Two soliton solutions of Eq. (1) were obtained through use of the Hirota method. By analysing the solution, different function forms for ${\mathrm{\beta }}_1\left(\mathrm{z}\right)$ and $\mathrm{\gamma }\left(\mathrm{z}\right)$ were taken to obtain different types of soliton transmission. The effect of the phase shift on the transmission of smooth parallel solitons was discussed when ${\mathrm{\beta }}_1\left(\mathrm{z}\right)={2\mathrm{e}}^{-0.5{\mathrm{z}}^2}$ and $\mathrm{\gamma }\left(\mathrm{z}\right)=2{\mathrm{\beta }}_1\left(\mathrm{z}\right)$. If one takes ${\mathrm{\beta }}_1\left(\mathrm{z}\right)={2\mathrm{e}}^{-5{\mathrm{z}}^2}+\sin \mathrm{z}$ and $\mathrm{\gamma }\left(\mathrm{z}\right)={4\mathrm{e}}^{-0.5{\mathrm{z}}^2}$, the influence of the phase shift on parallel solitons was presented. In addition, the soliton amplification in a bound state has been explored when ${\mathrm{\beta }}_1\left(\mathrm{z}\right)=-\frac{0.55}{1+5\mathrm{z}}$. When ${\mathrm{\beta }}_1\left(\mathrm{z}\right)=-\cos (\arccos \mathrm{z})$ and $\mathrm{\gamma }\left(\mathrm{z}\right)=\sin 2\mathrm{z}$, parabolic solitons with oscillations are demonstrated.
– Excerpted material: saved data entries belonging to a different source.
PR #145, opened 2021-07-21
fix: subclassing data type in dialects

cyjake:
exports of the abstract data types should not be wrapped with invokable by default, which made subclassing like `class Postgres_DATE extends DataTypes.DATE {}` not working as expected because `DataTypes.DATE` was actually a Proxy instance.

This fix defers the invokable wrapping and adds more test cases regarding data types in dialects.


test/unit/drivers/postgres/attribute.test.js
```diff
@@ -0,0 +1,37 @@
...
+
+  it('should support SERIAL', async function() {
+    const attribute=  new Attribute('id', {
+      type: INTEGER,
+      primaryKey: true,
+    });
+    assert.equal(attribute.toSqlString(), '"id" SERIAL PRIMARY KEY');
+  });
+
+  it('should support WITH or WITHOUT TIME ZONE', async function() {
```
JimmyDaddy, line 24: Need a `WITHOUT TIME ZONE` test case.

test/unit/drivers/postgres/attribute.test.js
```diff
@@ -0,0 +1,37 @@
...
+    const attribute=  new Attribute('createdAt', {
+      type: DATE,
+    });
+    assert.equal(attribute.toSqlString(), '"created_at" TIMESTAMP WITH TIME ZONE');
```
JimmyDaddy, line 28:
```suggestion
    assert.equal(attribute.toSqlString(), '"created_at" TIMESTAMP WITH TIME ZONE');
    const attribute1 =  new Attribute('createdAt', {
      type: new DATE(null, false),
    });
    assert.equal(attribute1.toSqlString(), '"created_at" TIMESTAMP WITHOUT TIME ZONE');
```

test/unit/drivers/postgres/attribute.test.js
cyjake: added

test/unit/drivers/postgres/attribute.test.js
cyjake: added a separated test

PR #146, opened 2021-07-24
fix: JSONB in PostgreSQL & JSON as TEXT

### LINKED ISSUE #147: JSON and JSONB
mysql >= 5.7 supports JSON as column data type, which stores JSON data in binary format and will serialize/deserialize automatically when retrieving from or writing into database. 

postgres supports JSON and JSONB, both have JSON data storage supported but the former one only stores them in text format, and the latter stores in binary, which makes more sense and behaves just like the JSON in mysql

currently, in leoric we provide two different types a bit like postgres:

```js
const { JSON, JSONB } = require('leoric').DataTypes;
```

To maximize database compatibility, the JSON type is handled a bit differently by actually storing them in TEXT because older mysql versions and (most importantly) those enterprise databases that is merely compatible with mysql at the protocol level. model attributes with this type will have the text data parsed or stringified at the model level. Hence in the js land the property is an object, and in the database it's still plain text.

the JSONB type however, is just like the JSON in mysql and the JSONB in postgres, the serialize/deserialize work is done by database, and querying with property path (like `Post.where('params.foo.bar = ?', true)`) is in our plan.

In the long run, we'd prefer to deprecating JSON type one day, and switches both to JSON binary.

cyjake:
fixes #147

### DIFF
--- a/src/collection.js
+++ b/src/collection.js
@@ -43,14 +43,14 @@ class Collection extends Array {
    * Save the collection. Currently the changes are made concurrently but NOT in a transaction.
    * @returns {Bone[]}
    */
-  save() {
-    if (this.length === 0) return Promise.resolve(this);
+  async save() {
+    if (this.length === 0) return this;
 
     if (this.some(element => !element.save)) {
       throw new Error('Collection contains element that cannot be saved.');
     }
 
-    return Promise.all(this.map(element => element.save()));
+    return await Promise.all(this.map(element => element.save()));
   }
 }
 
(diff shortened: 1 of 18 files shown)


src/collection.js
```diff
@@ -104,26 +104,30 @@ function dispatch(spell, rows, fields) {
...
+      if (!current[qualifier]) current[qualifier] = new Collection();
+      if (!id || current[qualifier].some(item => item[Model.primaryKey] == id)) continue;
+      current[qualifier].push(Model.instantiate(values));
+    } else {
+      current[qualifier] = Object.values(values).some(value => value != null)
+        ? Model.instantiate(values)
+        : null;
+    }
+  }
+}
```
cyjake, line 129: refactored into separate function to reduce indentation levels

src/data_types.js
```diff
@@ -156,33 +156,43 @@ class BOOLEAN extends DataType {
...
+      throw new Error(`invalid blob length: ${length}`);
+    }
     super();
     this.dataType = 'text';
+    this.length = length;
   }
 
   toSqlString() {
-    return this.dataType.toUpperCase();
+    return [ this.length, this.dataType ].join('').toUpperCase();
```
cyjake, line 172: TINYTEXT, TEXT, MEDIUMTEXT, and LONGTEXT

src/data_types.js
```diff
@@ -156,33 +156,43 @@ class BOOLEAN extends DataType {
...
+    }
     super();
-    this.dataType = 'longblob';
+    this.dataType = 'blob';
+    this.length = length;
   }
 
   toSqlString() {
-    return this.dataType.toUpperCase();
+    return [ this.length, this.dataType ].join('').toUpperCase();
```
cyjake, line 187: I'd say mysql is crazy about types. Again, TINYBLOB, BLOB, MEDIUMBLOB, and LONGBLOB

src/data_types.js
```diff
@@ -156,33 +156,43 @@ class BOOLEAN extends DataType {
...
   }
 }
 
 // JSON text type
 class JSON extends DataType {
   constructor() {
     super();
-    this.dataType = 'json';
+    this.dataType = 'text';
```
cyjake, line 195: `dataType` should reflect the true data type of the column in database, hence changed to `text` in this case

src/data_types.js
```diff
@@ -191,14 +201,16 @@ class JSON extends DataType {
...
 class JSONB extends DataType {
   constructor() {
     super();
-    this.dataType = 'jsonb';
+    this.dataType = 'json';
   }
 
   toSqlString() {
-    return 'json';
+    return 'JSON';
```
cyjake, line 213: default to `json`, overridden in the postgres/data_types with `jsonb`

src/drivers/mysql/schema.js
```diff
@@ -77,24 +76,4 @@ module.exports = {
...
-
-    if (Array.isArray(opts.updateOnDuplicate) && opts.updateOnDuplicate.length) {
-      columns = opts.updateOnDuplicate;
-    } else {
-      columns = attributes.map(attribute => attribute.columnName);
-    }
-
-    const sets = columns.map(column => `${escapeId(column)}=VALUES(${escapeId(column)})`);
-    return `ON DUPLICATE KEY UPDATE ${sets.join(', ')}`;
-  },
```
cyjake, line 99: obsolete code removed

test/unit/drivers/sqlite/index.test.js
```diff
@@ -79,6 +79,52 @@ describe('=> SQLite driver', () => {
...
+      cid: 1,
+      name: 'title',
+      type: 'VARCHAR(255)',
+      notnull: 0,
+      dflt_value: null,
+      pk: 0
+    });
+    const result = await driver.query('SELECT * FROM notes');
+    assert.equal(result.rows.length, 1);
+  });
```
cyjake, line 127: test cases added to increase code coverage

JimmyDaddy (approved):

PR #153, opened 2021-08-05
fix: prevent from calling Date.prototype.toJSON

cyjake:
```js
const user = await User.first;
user.toJSON();
user.createdAt  // should be an instance of Date
```


test/integration/suite/basics.test.js
```diff
@@ -400,17 +400,15 @@ describe('=> Integration', function() {
     expect(result).to.contain('New Post');
   });
 
-  it('bone.toJSON()', async function() {
+  it.only('bone.toJSON()', async function() {
```
xudafeng, line 403: only删除

xudafeng (approved):

PR #157, opened 2021-08-11
test: validator unit test

JimmyDaddy:


src/validator.js
```diff
@@ -14,6 +14,15 @@ class LeoricValidateError extends Error {
   }
 }
 
+function regex(str, pattern, modifiers) {
+  str += '';
+  if (Object.prototype.toString.call(pattern).slice(8, -1) !== 'RegExp') {
```
cyjake, line 19: not sure if `instanceof RegExp` is better but it sounds simpler to understand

Moreover, parabolic solitons have been reduced to dromion-like structures while ${\mathrm{\beta }}_1\left(\mathrm{z}\right)=\arcsin \mathrm{z}$ and $\mathrm{\gamma }\left(\mathrm{z}\right)=\mathrm{a}\mathrm{r}\mathrm{c}\sinh \mathrm{z}$. Those presented results are applicable to theoretical analysis and experimental research of optical amplifier, all-optical switches and mode-locked lasers.

Conflict of interest

The authors declare they have no conflict of interest.

Compliance with Ethics Requirements

This article does not contain any studies with human or animal subjects.